Uh, I know I could Google the answer, but I think it's more fun to ask here

! I'm asking to better understand the references in this anime: what was the goal of Shocker? A generic criminal organization? Did they want world domination? By what means?
Oh, world domination, definitely. Shocker was the ur-evil organization of Showa-era
Kamen Rider. They were based on the Nazis in certain ways -- the pursuit of world domination and the creation of a master race, their emblem and iconography, their stiff-armed salute.

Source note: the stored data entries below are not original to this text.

PR #1272, opened 2020-03-30
e2ee: fix minor issues

fippo:
see individual commits

### DIFF
--- a/src/content/peerconnection/endtoend-encryption/index.html
+++ b/src/content/peerconnection/endtoend-encryption/index.html
@@ -1,6 +1,6 @@
 <!DOCTYPE html>
 <!--
- *  Copyright (c) 2015 The WebRTC project authors. All Rights Reserved.
+ *  Copyright (c) 2020 The WebRTC project authors. All Rights Reserved.
  *
  *  Use of this source code is governed by a BSD-style license
  *  that can be found in the LICENSE file in the root of the source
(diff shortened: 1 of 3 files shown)


src/content/peerconnection/endtoend-encryption/css/main.css
```diff
@@ -1,5 +1,5 @@
 /*
- *  Copyright (c) 2015 The WebRTC project authors. All Rights Reserved.
+ *  Copyright (c) 2020 The WebRTC project authors. All Rights Reserved.
```
alvestrand: the main.css file is copied from another source, so 2015 is right

src/content/peerconnection/endtoend-encryption/index.html
```diff
@@ -1,6 +1,6 @@
 <!DOCTYPE html>
 <!--
- *  Copyright (c) 2015 The WebRTC project authors. All Rights Reserved.
+ *  Copyright (c) 2020 The WebRTC project authors. All Rights Reserved.
```
alvestrand, line 3: this one is changed enough that it's reasonable to call it new, even though it's also a branch from another file.

alvestrand (commented):
the fork history of the 2 major-changed files can be left behind, but the css is unchanged from its origin.

src/content/peerconnection/endtoend-encryption/css/main.css
fippo: we should just bring those common things into main.css. Some day...

fippo: i was tempted to change the css not to include audio but then I assume we'll add audio shortly :-)

alvestrand:
can you remove the CSS file change, so that I can merge the rest of the year fixes?

src/content/peerconnection/endtoend-encryption/css/main.css
fippo: this is obsolete but github did not auto-resolve

fippo:
it was already removed, github didn't autoresolve the conversation :-|

PR #1274, opened 2020-03-31
e2ee: make fun of the middlebox

fippo:
the visual results of not encrypting the first 10 bytes of the VP8 payload
  https://tools.ietf.org/html/rfc6386#section-9.1
are much more interesting since the decoder gets enough stuff to allow it
to try decoding a bit, resulting in weird images for the middlebox.

### DIFF
--- a/src/content/peerconnection/endtoend-encryption/js/main.js
+++ b/src/content/peerconnection/endtoend-encryption/js/main.js
@@ -30,6 +30,7 @@ cryptoKey.addEventListener('change', setCryptoKey);
 let startToMiddle;
 let startToEnd;
 let currentCryptoKey;
+let currentKeyIdentifier = 0;
 
 let localStream;
 // eslint-disable-next-line no-unused-vars
@@ -98,7 +99,7 @@ function encodeFunction(chunk, controller) {
   if (currentCryptoKey) {
     const view = new DataView(chunk.data);
     // Any length that is needed can be used for the new buffer.
-    const newData = new ArrayBuffer(chunk.data.byteLength + 4);
+    const newData = new ArrayBuffer(chunk.data.byteLength + 5);
     const newView = new DataView(newData);
 
     // Do not encrypt the first 10 bytes of the payload. For VP8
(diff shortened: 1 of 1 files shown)


fippo:
@alvestrand for your amusement ;-)

fippo:
this sometimes results in pixelation on the receiving end after stopping to decrypt. I suspect what happens there is that a frame which was encrypted and has a checksum is, because the currentCryptoKey is empty, no longer run through the correct parts of the decode function.

Arguably a minor issue but maybe the decode function should look for the "checksum" instead?

alvestrand:
I've seen that changing the key sometimes leads to pixelation.
I suspect that what's happening is that there's a frame that's in flight while I change the crypto key, leading to the frame being decrypted with the wrong key.

In a real cryptosystem the solution to this is a) to make sure the checksum is wrong when decrypted with the wrong key, so that it's just frame loss, and b) to synchronize the changing of the key to the frame.

alvestrand:
This change should also make the example work without the GFD, right?

fippo:
I don't see how its broken without GFD. Do you have STR? ;-)

Added a second commit to deal a bit better with in-flight frames by dropping them. Still a super simplistic way of dealing with things but the whole scenario of changing keys on the fly is a bit unrealistic anyway. It does avoid pixelation and just causes short freezes which are then resolved by nack/pli (presumably)

src/content/peerconnection/endtoend-encryption/js/main.js
```diff
@@ -114,20 +120,26 @@ function encodeFunction(chunk, controller) {
 }
 
 function decodeFunction(chunk, controller) {
+  const view = new DataView(chunk.data);
+  const checksum = view.getUint32(chunk.data.byteLength - 4);
   if (currentCryptoKey) {
-    const view = new DataView(chunk.data);
-    const checksum = view.getUint32(chunk.data.byteLength - 4);
-    if (checksum != 0xDEADBEEF) {
+    if (checksum !== 0xDEADBEEF) {
```
alvestrand, line 129: To make it more realistic: Have a counter "currentCryptoKeyGeneration" that is incremented every time you call setCryptoKey and add that to the checksum (0xDEADBEEF + currentCryptoKeyGeneration).
That way, frames encrypted with the wrong key will be discarded reliably, and changes from encrypt-with-key-A to encrypt-with-key-B will be handled, instead of just changes from encrypt-with-key-A to no-encrypt and vice versa.

alvestrand:
actually changing keys on the fly is not only realistic, it's a requirement of group calling :-(

thanks for the update!

If you don't have GFD, and encrypt the whole frame, and set the key before pressing the "call" button, the receiver will see a black frame.

src/content/peerconnection/endtoend-encryption/js/main.js
fippo: added as a separate commit. Single byte instead of the four bytes MKI from SRTP ;-)
The console.log shows up nicely when changing the key

alvestrand:
Merging this. I'm going to add a toggle to encrypt from the start or not, so that we can verify that the GFD matters for keyframe detection.

PR #1276, opened 2020-03-31
Video analyzer

alvestrand:
**Description**

Adds an example of using insertable streams to perform analysis of incoming video.

**Purpose**

Demonstrates an usage of Insertable Streams that isn't encryption.

### DIFF
--- a/src/content/peerconnection/video-analyzer/js/main.js
+++ b/src/content/peerconnection/video-analyzer/js/main.js
@@ -37,13 +37,6 @@ localVideo.addEventListener('loadedmetadata', function() {
 });
 
 remoteVideo.addEventListener('loadedmetadata', function() {
-  console.log(`Remote video videoWidth: ${this.videoWidth}px,  videoHeight: ${this.videoHeight}px`);
-});
-
-remoteVideo.addEventListener('resize', () => {
-  console.log(`Remote video size changed to ${remoteVideo.videoWidth}x${remoteVideo.videoHeight}`);
-  // We'll use the first onsize callback as an indication that video has started
-  // playing out.
   if (startTime) {
     const elapsedTime = window.performance.now() - startTime;
     console.log('Setup time: ' + elapsedTime.toFixed(3) + 'ms');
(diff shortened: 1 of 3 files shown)


src/content/peerconnection/video-analyzer/js/main.js
```diff
@@ -0,0 +1,232 @@
...
+  console.log(`Local video videoWidth: ${this.videoWidth}px,  videoHeight: ${this.videoHeight}px`);
+});
+
+remoteVideo.addEventListener('loadedmetadata', function() {
+  console.log(`Remote video videoWidth: ${this.videoWidth}px,  videoHeight: ${this.videoHeight}px`);
+});
+
+remoteVideo.addEventListener('resize', () => {
+  console.log(`Remote video size changed to ${remoteVideo.videoWidth}x${remoteVideo.videoHeight}`);
+  // We'll use the first onsize callback as an indication that video has started
```
fippo: that is actually wrong, loadedmetadata is more correct. But I can clean that up everywhere in a different PR

src/content/peerconnection/video-analyzer/js/main.js
```diff
@@ -0,0 +1,232 @@
...
+const keyFrameSizeDisplay = document.querySelector('#keyframe-size');
+const interFrameCountDisplay = document.querySelector('#interframe-count');
+const interFrameSizeDisplay = document.querySelector('#interframe-size');
+let keyFrameCount = 0;
+let interFrameCount = 0;
+
+function videoAnalyzer(chunk, controller) {
+  const view = new DataView(chunk.data);
+  // The lowest value bit in the first byte is the keyframe indicator.
+  const keyframeBit = view.getUint8(0) & 0x01;
```
fippo, line 247: add a reference to https://tools.ietf.org/html/rfc6386#section-9.1 please or we forget where this comes from :-)
API Q: so this only works for VP8... how do we know what the codec is here?

src/content/peerconnection/video-analyzer/js/main.js
```diff
@@ -0,0 +1,232 @@
...
+  // console.log(view.getUint8(0).toString(16));
+  if (keyframeBit === 0) {
+    keyFrameCount++;
+    keyFrameCountDisplay.innerText = keyFrameCount;
+    keyFrameSizeDisplay.innerText = chunk.data.byteLength;
+  } else {
+    interFrameCount++;
+    interFrameCountDisplay.innerText = interFrameCount;
```
fippo: this is going to update *very* rapidly. Increment and update the display once a second?

fippo (approved):
LGTM with comments

src/content/peerconnection/video-analyzer/js/main.js
alvestrand: moved stuff around - I want the size for a different reason.

src/content/peerconnection/video-analyzer/js/main.js
alvestrand: good point. TODO added (and reference).

src/content/peerconnection/video-analyzer/js/main.js
alvestrand: setTimeout()? Once a second is a bit too slow, it feels like. Trying every half second.

leaysgur: `requestAnimationFrame` is a better choice?

fippo (approved):
:cake:

src/content/peerconnection/video-analyzer/js/main.js
alvestrand: @leader22 requestAnimationFrame will probably fire faster than once-per-frame, so if the point is to make less flicker, setTimeout() seems good.

fippo:
Note: you can also use chunk.type - works on the sender at least, receiver still has minor issues: https://bugs.chromium.org/p/chromium/issues/detail?id=1068468

PR #1281, opened 2020-04-06
e2ee: audio support

fippo:
still unused until requesting with getUserMedia

@alvestrand @guidou PTAL. This uses the same sendTransform... which makes me wonder if it would make sense to pass the track kind, either from the browser or in JS

### DIFF
--- a/src/content/peerconnection/endtoend-encryption/js/videopipe.js
+++ b/src/content/peerconnection/endtoend-encryption/js/videopipe.js
@@ -23,25 +23,31 @@
 
 function VideoPipe(stream, sendTransform, receiveTransform, handler) {
   this.pc1 = new RTCPeerConnection({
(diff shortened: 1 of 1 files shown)


fippo:
Would probably be wise to have a checkbox for enabling audio output on the elements too. Because having both encrypted and unencrypted output is going to be very noisy.

@alvestrand while I like your approach of having a separate middlebox connection for demo purposes maybe it would be easier to just toggle decryption with a checkbox?

fippo:
Note: currently this has no audio output -- I assume due to https://bugs.chromium.org/p/chromium/issues/detail?id=1068125 so don't merge yet

fippo:
can confirm that this is fixed in ToT so this is safe to merge. Would do the checkbox for toggling audio between unencrypted and middlebox in a different PR. The encrypted audio is *very* noisy

PR #1588, opened 2023-01-22
Volume with wasm

roy000731:
**Description**


alvestrand:
I'd completely forgotten that I had written this ... does it still work?
Do you think it's worth putting into the repository?

PR #1593, opened 2023-02-27
add video_replay sample

fippo:
which allows replaying IVF files generated by video_replay in the browser. This is useful for debugging issues like
  https://bugs.chromium.org/p/chromium/issues/detail?id=1418596
where the native video_replay is using software decoder which do not show the issue.


src/content/insertable-streams/video-replay/js/main.js
```diff
@@ -0,0 +1,121 @@
...
+  }
+
+  const decoder = new VideoDecoder({
+    output: async (frame) => {
+      await writer.write(frame);
+      frame.close();
+      const nextFrame = await ivf.readFrame();
+      if (nextFrame) {
+        decoder.decode(new EncodedVideoChunk({
+          timestamp: Number(nextFrame.timestamp - firstFrame.timestamp) * 1000,
```
fippo, line 101: I am not sure this is correct or it takes the headers timescale into account. But I don't have a great sample file to check at hand.

fippo:
Test failure is due to an unrelated E2E test failing

PR #1600, opened 2023-03-22
use https:// for external pages instead of //

fippo:
since `//` times out on `file://` contexts used for testing.


fippo:
This should take care of the test timeouts... I wonder if we really need Google analytics, did anyone care about this in the last five years?

alvestrand (approved):
Good question about the analytics.
Would actually be interesting to see what they are, but I don't know if anyone currently working on the project knows how to find them. I'll ask around.

PR #1601, opened 2023-03-22
Fix Chrome(>=109) removed event.path

simo-an:
**Description**
When i switch audio output, the error occured.
Because of Chrome(>=109) removed event.path, so change the method of get audio element

more see:
https://bugs.chromium.org/p/chromium/issues/detail?id=1277431


fippo:
Superseeded by #1638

Their primary method was to brainwash abducted humans and transform them surgically into cyborg kaijin (monster-men) who would carry out various episodic evil plots designed to undermine society or kill or transform everyone or whatever the writer of the week came up with. The kaijin generally had special powers that they used to carry out their plans, and destroying them would conveniently undo whatever harm their powers had inflicted on their victims, the environment, whatever. Your pretty standard Showa-era tokusatsu premise.
If you've seen
Shin, you know the basic story, that Shocker abducted Takeshi Hongo and modified him to become Kamen Rider, but he was helped to escape before they could lobotomize him and reprogram him as one of their agents. (They should've brainwashed him first. Poor planning.) It's traditional that the majority of Kamen Riders share the same origin as their enemies, or at least a related one. It was kind of a dark premise, in that the monsters Kamen Rider killed were actually brainwashed human victims of Shocker, but the premise was that they were too far gone, their humanity and personality already destroyed by the brain surgery, so if anything he was just putting them out of their misery.
Shocker Combatmen (
sento-in), the interchangeable grunts, wore skeleton-themed costumes and luchador masks and cried a high-pitched "ee-ee!," which seems silly at first, but when there are dozens of them doing it at once, it's actually kind of chilling and menacing, like something out of Hitchcock's
The Birds. (Actually the early Combatmen had berets and face paint, and the luchador ones were the personal guard of a specific villain, but then they took over, I guess because it saved on makeup time, or just because the producers or audience preferred them.)
In my
Tangent Knights audio drama trilogy for GraphicAudio, I approached the overall premise as a pastiche of Heisei-and Reiwa-era
Kamen Rider and other tokusatsu, but the Eclipse organization I introduced in Book 2 was an homage to Shocker and other Showa-era evil organizations.